Honorables sénateurs, il est impératif que nous élaborions un programme d'appui des compétences pour les aidants naturels. On a constaté que, si les femmes constituent 72 p. 100 des Canadiens touchés par la maladie d'Alzheimer, surtout en raison de leur espérance de vie plus longue, elles représentent aussi la majorité des gens qui s'occupent de ces malades.
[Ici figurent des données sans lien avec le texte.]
PR #1016, opened 2015-09-23
Make read group accumulation level not the default at this time

susannasiebert:
- Adding the read group accumulation level drastically increases runtime
- Picard uses the RG PU field as the read group value which in our BAMs is not unique and, thus, not useful
- It's not needed for CCDG at this time

Once we have the config management system deployed this option can be turned on as needed.

### DIFF
--- a/lib/perl/Genome/Qc/Config.pm
+++ b/lib/perl/Genome/Qc/Config.pm
@@ -42,7 +42,7 @@ sub get_commands_for_alignment_result {
                 input_file => 'bam_file',
                 refseq_file => 'reference_sequence',
                 use_version => 1.123,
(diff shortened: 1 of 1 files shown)


tmooney:
+1 :recycle:

dufeiyu:
+1

susannasiebert:
After talking to Jason we also decided to remove the SAMPLE metric_accumulation level from the current hard-coded config since it adds a lot of runtime and in our BAMs all the reads belong to the same sample anyway so it didn't add any further information.

tmooney:
+1² :black_small_square:

jasonwalker80:
+2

Il y a actuellement peu de formation et peu d'aide pour les aidants naturels. La mise en œuvre de stratégies de développement de compétences et de la capacité d'adaptation ou l'intervention d'un gestionnaire de cas assurant la coordination avec le patient et le soignant seraient non seulement profitables, mais permettraient aussi, selon les estimations, de faire économiser environ 114 milliards de dollars au système de soins de santé.

J'appuie la proposition de la sénatrice Andreychuk d'élaborer une solution canadienne et de réévaluer notre système de soins de longue durée afin de mieux reconnaître le travail et les besoins des aidants naturels et de les aider dans leur tâche. Plusieurs pays, dont l'Australie, la Norvège, les Pays-Bas, la France, l'Écosse et le Royaume-Uni, ont élaboré des cadres précis pour faire face à la démence. Malheureusement, nous n'avons pas encore au Canada de stratégie nationale sur cette question. Six des dix provinces élaborent actuellement des stratégies, mais il est clair, comme on a pu le constater à propos d'autres maladies comme le diabète, le cancer et le VIH-sida, que de meilleurs programmes sont offerts dès lors que le gouvernement fédéral manifeste un engagement sérieux. Cet engagement permettra aux aidants naturels de pouvoir mieux soigner les personnes qui leur sont chères.

Nous ne pouvons pas écarter les difficultés qu'éprouvent les personnes atteintes de démence et ceux qui prennent soin d'elles, mais nous pouvons les aider à affronter cette maladie.

L'honorable Percy Mockler : Honorables sénateurs, je me souviens très bien des difficultés liées à la démence qui étaient portées à mon attention à l'époque où j'étais ministre provincial. Je serais honoré que le débat soit ajourné à mon nom.

(Sur la motion du sénateur Mockler, le débat est ajourné.)

(La séance est levée, et le Sénat s'ajourne au mercredi 11 mars 2015, à 13 h 30.)